Your goal: Repeat all entries below exactly as shown.

══ Data listing

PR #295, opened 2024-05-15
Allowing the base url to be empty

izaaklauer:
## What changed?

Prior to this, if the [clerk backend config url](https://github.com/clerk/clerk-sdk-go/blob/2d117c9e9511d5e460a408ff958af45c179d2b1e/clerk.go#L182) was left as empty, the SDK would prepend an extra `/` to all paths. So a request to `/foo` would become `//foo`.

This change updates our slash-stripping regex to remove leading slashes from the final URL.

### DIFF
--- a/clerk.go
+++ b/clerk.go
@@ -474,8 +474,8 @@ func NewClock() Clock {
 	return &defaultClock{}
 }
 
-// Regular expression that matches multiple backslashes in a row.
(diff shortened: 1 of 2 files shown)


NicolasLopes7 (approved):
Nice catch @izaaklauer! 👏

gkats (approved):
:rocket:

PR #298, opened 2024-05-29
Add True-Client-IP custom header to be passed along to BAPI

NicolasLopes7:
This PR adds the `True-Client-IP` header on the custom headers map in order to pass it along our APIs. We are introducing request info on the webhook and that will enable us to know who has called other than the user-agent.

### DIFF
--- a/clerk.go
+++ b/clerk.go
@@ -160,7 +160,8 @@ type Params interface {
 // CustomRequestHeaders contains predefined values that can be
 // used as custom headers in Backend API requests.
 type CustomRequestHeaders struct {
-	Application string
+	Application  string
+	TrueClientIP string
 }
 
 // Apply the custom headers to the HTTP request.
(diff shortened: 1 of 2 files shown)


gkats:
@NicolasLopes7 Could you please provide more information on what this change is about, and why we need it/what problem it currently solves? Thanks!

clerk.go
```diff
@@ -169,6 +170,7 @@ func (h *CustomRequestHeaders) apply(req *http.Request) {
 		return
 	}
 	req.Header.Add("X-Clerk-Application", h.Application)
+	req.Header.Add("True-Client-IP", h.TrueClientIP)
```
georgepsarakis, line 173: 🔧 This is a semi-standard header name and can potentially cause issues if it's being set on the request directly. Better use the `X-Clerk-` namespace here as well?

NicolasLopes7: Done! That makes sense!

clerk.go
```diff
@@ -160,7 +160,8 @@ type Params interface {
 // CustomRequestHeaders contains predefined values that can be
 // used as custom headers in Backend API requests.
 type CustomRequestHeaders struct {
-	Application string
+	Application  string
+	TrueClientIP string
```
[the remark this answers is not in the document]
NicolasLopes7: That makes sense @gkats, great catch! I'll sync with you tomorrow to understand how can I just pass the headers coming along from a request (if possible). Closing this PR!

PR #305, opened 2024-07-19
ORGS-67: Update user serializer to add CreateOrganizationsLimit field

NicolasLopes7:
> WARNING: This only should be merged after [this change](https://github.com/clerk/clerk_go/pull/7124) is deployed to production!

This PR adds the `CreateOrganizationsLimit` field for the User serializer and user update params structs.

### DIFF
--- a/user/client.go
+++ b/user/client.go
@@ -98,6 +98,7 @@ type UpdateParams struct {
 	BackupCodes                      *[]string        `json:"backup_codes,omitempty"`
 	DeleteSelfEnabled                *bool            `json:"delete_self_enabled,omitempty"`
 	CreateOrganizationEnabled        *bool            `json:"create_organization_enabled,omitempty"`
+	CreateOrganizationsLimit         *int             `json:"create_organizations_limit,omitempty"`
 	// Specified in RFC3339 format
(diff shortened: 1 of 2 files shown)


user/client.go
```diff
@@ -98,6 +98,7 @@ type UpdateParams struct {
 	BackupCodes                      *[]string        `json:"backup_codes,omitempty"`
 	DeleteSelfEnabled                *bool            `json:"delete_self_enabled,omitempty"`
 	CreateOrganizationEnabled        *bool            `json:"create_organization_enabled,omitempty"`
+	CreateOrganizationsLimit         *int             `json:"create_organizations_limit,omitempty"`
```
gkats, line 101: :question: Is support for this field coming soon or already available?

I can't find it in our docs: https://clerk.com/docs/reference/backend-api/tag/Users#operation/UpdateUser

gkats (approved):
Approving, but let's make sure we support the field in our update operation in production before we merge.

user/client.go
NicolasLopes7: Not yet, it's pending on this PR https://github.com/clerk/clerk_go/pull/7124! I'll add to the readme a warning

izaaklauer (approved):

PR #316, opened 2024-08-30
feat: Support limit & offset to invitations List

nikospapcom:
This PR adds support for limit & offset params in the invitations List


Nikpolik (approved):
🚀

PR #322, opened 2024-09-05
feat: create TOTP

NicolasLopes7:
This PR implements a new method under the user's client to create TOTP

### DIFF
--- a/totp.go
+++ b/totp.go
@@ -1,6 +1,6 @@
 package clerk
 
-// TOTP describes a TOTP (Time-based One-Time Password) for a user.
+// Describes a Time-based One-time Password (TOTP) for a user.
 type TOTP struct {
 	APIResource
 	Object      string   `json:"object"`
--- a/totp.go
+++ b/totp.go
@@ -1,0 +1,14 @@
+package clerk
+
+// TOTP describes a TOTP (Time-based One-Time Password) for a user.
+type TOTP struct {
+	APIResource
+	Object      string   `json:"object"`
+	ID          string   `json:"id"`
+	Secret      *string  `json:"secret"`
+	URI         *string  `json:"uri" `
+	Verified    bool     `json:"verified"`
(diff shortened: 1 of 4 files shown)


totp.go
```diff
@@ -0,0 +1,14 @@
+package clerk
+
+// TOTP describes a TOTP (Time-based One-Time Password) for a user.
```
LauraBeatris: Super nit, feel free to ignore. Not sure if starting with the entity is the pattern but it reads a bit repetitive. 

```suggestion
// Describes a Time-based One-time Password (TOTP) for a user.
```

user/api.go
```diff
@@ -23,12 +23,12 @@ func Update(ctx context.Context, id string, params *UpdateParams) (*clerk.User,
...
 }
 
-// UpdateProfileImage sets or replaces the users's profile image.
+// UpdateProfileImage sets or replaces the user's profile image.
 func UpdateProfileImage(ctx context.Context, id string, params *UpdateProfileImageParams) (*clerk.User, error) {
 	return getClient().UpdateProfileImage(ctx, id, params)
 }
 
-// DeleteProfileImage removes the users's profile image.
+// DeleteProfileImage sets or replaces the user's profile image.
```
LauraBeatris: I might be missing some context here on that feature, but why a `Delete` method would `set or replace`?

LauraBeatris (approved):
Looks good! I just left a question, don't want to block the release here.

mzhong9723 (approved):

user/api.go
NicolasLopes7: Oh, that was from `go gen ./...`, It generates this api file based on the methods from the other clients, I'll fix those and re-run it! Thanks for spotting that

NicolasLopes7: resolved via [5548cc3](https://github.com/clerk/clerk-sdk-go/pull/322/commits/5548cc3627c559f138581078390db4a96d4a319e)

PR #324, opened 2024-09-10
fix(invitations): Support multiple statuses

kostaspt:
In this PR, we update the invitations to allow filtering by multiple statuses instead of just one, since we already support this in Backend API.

════

Answer to the exercise:
PR #295, opened 2024-05-15
Allowing the base url to be empty

izaaklauer:
## What changed?

Prior to this, if the [clerk backend config url](https://github.com/clerk/clerk-sdk-go/blob/2d117c9e9511d5e460a408ff958af45c179d2b1e/clerk.go#L182) was left as empty, the SDK would prepend an extra `/` to all paths. So a request to `/foo` would become `//foo`.

This change updates our slash-stripping regex to remove leading slashes from the final URL.

### DIFF
--- a/clerk.go
+++ b/clerk.go
@@ -474,8 +474,8 @@ func NewClock() Clock {
 	return &defaultClock{}
 }
 
-// Regular expression that matches multiple backslashes in a row.
(diff shortened: 1 of 2 files shown)


NicolasLopes7 (approved):
Nice catch @izaaklauer! 👏

gkats (approved):
:rocket:

PR #298, opened 2024-05-29
Add True-Client-IP custom header to be passed along to BAPI

NicolasLopes7:
This PR adds the `True-Client-IP` header on the custom headers map in order to pass it along our APIs. We are introducing request info on the webhook and that will enable us to know who has called other than the user-agent.

### DIFF
--- a/clerk.go
+++ b/clerk.go
@@ -160,7 +160,8 @@ type Params interface {
 // CustomRequestHeaders contains predefined values that can be
 // used as custom headers in Backend API requests.
 type CustomRequestHeaders struct {
-	Application string
+	Application  string
+	TrueClientIP string
 }
 
 // Apply the custom headers to the HTTP request.
(diff shortened: 1 of 2 files shown)


gkats:
@NicolasLopes7 Could you please provide more information on what this change is about, and why we need it/what problem it currently solves? Thanks!

clerk.go
```diff
@@ -169,6 +170,7 @@ func (h *CustomRequestHeaders) apply(req *http.Request) {
 		return
 	}
 	req.Header.Add("X-Clerk-Application", h.Application)
+	req.Header.Add("True-Client-IP", h.TrueClientIP)
```
georgepsarakis, line 173: 🔧 This is a semi-standard header name and can potentially cause issues if it's being set on the request directly. Better use the `X-Clerk-` namespace here as well?

NicolasLopes7: Done! That makes sense!

clerk.go
```diff
@@ -160,7 +160,8 @@ type Params interface {
 // CustomRequestHeaders contains predefined values that can be
 // used as custom headers in Backend API requests.
 type CustomRequestHeaders struct {
-	Application string
+	Application  string
+	TrueClientIP string
```
[the remark this answers is not in the document]
NicolasLopes7: That makes sense @gkats, great catch! I'll sync with you tomorrow to understand how can I just pass the headers coming along from a request (if possible). Closing this PR!

PR #305, opened 2024-07-19
ORGS-67: Update user serializer to add CreateOrganizationsLimit field

NicolasLopes7:
> WARNING: This only should be merged after [this change](https://github.com/clerk/clerk_go/pull/7124) is deployed to production!

This PR adds the `CreateOrganizationsLimit` field for the User serializer and user update params structs.

### DIFF
--- a/user/client.go
+++ b/user/client.go
@@ -98,6 +98,7 @@ type UpdateParams struct {
 	BackupCodes                      *[]string        `json:"backup_codes,omitempty"`
 	DeleteSelfEnabled                *bool            `json:"delete_self_enabled,omitempty"`
 	CreateOrganizationEnabled        *bool            `json:"create_organization_enabled,omitempty"`
+	CreateOrganizationsLimit         *int             `json:"create_organizations_limit,omitempty"`
 	// Specified in RFC3339 format
(diff shortened: 1 of 2 files shown)


user/client.go
```diff
@@ -98,6 +98,7 @@ type UpdateParams struct {
 	BackupCodes                      *[]string        `json:"backup_codes,omitempty"`
 	DeleteSelfEnabled                *bool            `json:"delete_self_enabled,omitempty"`
 	CreateOrganizationEnabled        *bool            `json:"create_organization_enabled,omitempty"`
+	CreateOrganizationsLimit         *int             `json:"create_organizations_limit,omitempty"`
```
gkats, line 101: :question: Is support for this field coming soon or already available?

I can't find it in our docs: https://clerk.com/docs/reference/backend-api/tag/Users#operation/UpdateUser

gkats (approved):
Approving, but let's make sure we support the field in our update operation in production before we merge.

user/client.go
NicolasLopes7: Not yet, it's pending on this PR https://github.com/clerk/clerk_go/pull/7124! I'll add to the readme a warning

izaaklauer (approved):

PR #316, opened 2024-08-30
feat: Support limit & offset to invitations List

nikospapcom:
This PR adds support for limit & offset params in the invitations List


Nikpolik (approved):
🚀

PR #322, opened 2024-09-05
feat: create TOTP

NicolasLopes7:
This PR implements a new method under the user's client to create TOTP

### DIFF
--- a/totp.go
+++ b/totp.go
@@ -1,6 +1,6 @@
 package clerk
 
-// TOTP describes a TOTP (Time-based One-Time Password) for a user.
+// Describes a Time-based One-time Password (TOTP) for a user.
 type TOTP struct {
 	APIResource
 	Object      string   `json:"object"`
--- a/totp.go
+++ b/totp.go
@@ -1,0 +1,14 @@
+package clerk
+
+// TOTP describes a TOTP (Time-based One-Time Password) for a user.
+type TOTP struct {
+	APIResource
+	Object      string   `json:"object"`
+	ID          string   `json:"id"`
+	Secret      *string  `json:"secret"`
+	URI         *string  `json:"uri" `
+	Verified    bool     `json:"verified"`
(diff shortened: 1 of 4 files shown)


totp.go
```diff
@@ -0,0 +1,14 @@
+package clerk
+
+// TOTP describes a TOTP (Time-based One-Time Password) for a user.
```
LauraBeatris: Super nit, feel free to ignore. Not sure if starting with the entity is the pattern but it reads a bit repetitive. 

```suggestion
// Describes a Time-based One-time Password (TOTP) for a user.
```

user/api.go
```diff
@@ -23,12 +23,12 @@ func Update(ctx context.Context, id string, params *UpdateParams) (*clerk.User,
...
 }
 
-// UpdateProfileImage sets or replaces the users's profile image.
+// UpdateProfileImage sets or replaces the user's profile image.
 func UpdateProfileImage(ctx context.Context, id string, params *UpdateProfileImageParams) (*clerk.User, error) {
 	return getClient().UpdateProfileImage(ctx, id, params)
 }
 
-// DeleteProfileImage removes the users's profile image.
+// DeleteProfileImage sets or replaces the user's profile image.
```
LauraBeatris: I might be missing some context here on that feature, but why a `Delete` method would `set or replace`?

LauraBeatris (approved):
Looks good! I just left a question, don't want to block the release here.

mzhong9723 (approved):

user/api.go
NicolasLopes7: Oh, that was from `go gen ./...`, It generates this api file based on the methods from the other clients, I'll fix those and re-run it! Thanks for spotting that

NicolasLopes7: resolved via [5548cc3](https://github.com/clerk/clerk-sdk-go/pull/322/commits/5548cc3627c559f138581078390db4a96d4a319e)

PR #324, opened 2024-09-10
fix(invitations): Support multiple statuses

kostaspt:
In this PR, we update the invitations to allow filtering by multiple statuses instead of just one, since we already support this in Backend API.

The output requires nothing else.